— DATA SUPPLIED —
╔══
PR #4668, opened 2016-01-13
Added updateSketchCondition as a Draw Interaction option

bjornharrtell:
Enables the developer to specify on which browser event the sketch is updated.

This is a squashed and rebased version of #4556 which is a proposed fix for #3907.

One could debate if the current default behavior for the mobile case should be changed, but at least this makes it possible to change it.

### DIFF
--- a/externs/olx.js
+++ b/externs/olx.js
@@ -2658,6 +2658,16 @@ olx.interaction.DrawOptions.prototype.geometryName;
  */
 olx.interaction.DrawOptions.prototype.condition;
 
+/**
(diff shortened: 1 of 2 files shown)


bjornharrtell:
Fixed missing "by" in documentation as noted by @tsauerwein, thanks.

tschaub:

bjornharrtell:
I've rebased the branch but have no rights to reopen this PR.

ahocevar:
@bjornharrtell Thanks for the branch update. Can you please create a new pull request from that branch? GitHub does not let us reopen this pull request.

PR #4581, opened 2015-12-18
Do not render in handleDownEvent

ahocevar:
Does anybody know why we call `map.render()` in `handleDownEvent_` in our interactions? To me, this does not make much sense, because nothing has happened yet at this point, so rendering should be pretty useless. Any other opinions? Or am I missing something? If not, we might consider merging this.

PR #4675, opened 2016-01-14
Force a map render when the view is not updated

### LINKED ISSUE #4674: Tiles loading issue
- http://openlayers.org/en/master/examples/simple.html
 - pan

-> the tiles are not loaded

The issue is not present in the latest release (v3.12.1)

fredj:
Fixes #4674

### DIFF
--- a/src/ol/interaction/dragpaninteraction.js
+++ b/src/ol/interaction/dragpaninteraction.js
@@ -117,6 +117,9 @@ ol.interaction.DragPan.handleUpEvent_ = function(mapBrowserEvent) {
       ]);
       dest = view.constrainCenter(dest);
       view.setCenter(dest);
+    } else {
+      // the view is not updated, force a render
+      map.render();
     }
     view.setHint(ol.ViewHint.INTERACTING, -1);
     return false;


fredj:
Thanks for any review

ahocevar:
It would be interesting to understand why this is needed: why is the animating hint reset properly, but not the interacting hint?

If it fixes the issue, then please merge. A nicer fix would be a better way to notify renderers of view hint changes.

ahocevar:
Do you think #4581 breaks other things too @fredj? If so, another solution would be to revert my changes from #4581 for now, and then implement something where renderers can get notified of hint changes without forcing a render.

fredj:
I've only found the issue with the pan without kinetic but I didn't test everything.

fredj:
ok, let's revert #4581 and find a better solution

tschaub:
Late to the part here, but I found this a pretty nice solution.  Did anybody find other issues with #4581?

ahocevar:
I tested mouse rotation and did not find any issues with #4581.

fredj:
https://github.com/openlayers/ol3/issues/4674#issuecomment-171569706 from @petrsloup :
"Yes, this seems to be happening for me only when zooming and dragging *simultaneously*."

ahocevar:
> "Yes, this seems to be happening for me only when zooming and dragging simultaneously."

How do I do that? I tested on my mobile now: dragging and pinch-zooming simultaneously works fine.

PR #4677, opened 2016-01-15
Make pixel projection handling work in compiled mode

### LINKED ISSUE #4676: Vector tiles rendering broken in compiled build when pixel units are used
See http://openlayers.org/en/master/examples/mapbox-vector-tiles.html.

ahocevar:
The compiler seems to have trouble with functions that can run with
different 'this' types. By moving the units handling to the callback, this
issue can be avoided.

Fixes #4676.

### DIFF
--- a/src/ol/featureloader.js
+++ b/src/ol/featureloader.js
@@ -104,18 +104,9 @@ ol.featureloader.loadFeaturesXhr = function(url, format, success, failure) {
                   goog.asserts.fail('unexpected format type');
                 }
                 if (source) {
-                  if (ol.ENABLE_VECTOR_TILE && this instanceof ol.VectorTile) {
-                    var dataUnits = format.readProjection(source).getUnits();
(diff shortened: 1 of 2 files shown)


src/ol/featureloader.js
```diff
@@ -174,9 +174,10 @@ ol.featureloader.xhr = function(url, format) {
   return ol.featureloader.loadFeaturesXhr(url, format,
       /**
        * @param {Array.<ol.Feature>} features The loaded features.
+       * @param {ol.proj.Projection} dataProjectin Data projection.
```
╚══
— TASK REQUIREMENTS —
Everything from the line holding "goog.asserts.fail('unexpected format type');" through the last line of the entries should be retyped exactly, with no other lines.

— ANSWER BOX —
                   goog.asserts.fail('unexpected format type');
                 }
                 if (source) {
-                  if (ol.ENABLE_VECTOR_TILE && this instanceof ol.VectorTile) {
-                    var dataUnits = format.readProjection(source).getUnits();
(diff shortened: 1 of 2 files shown)


src/ol/featureloader.js
```diff
@@ -174,9 +174,10 @@ ol.featureloader.xhr = function(url, format) {
   return ol.featureloader.loadFeaturesXhr(url, format,
       /**
        * @param {Array.<ol.Feature>} features The loaded features.
+       * @param {ol.proj.Projection} dataProjectin Data projection.
```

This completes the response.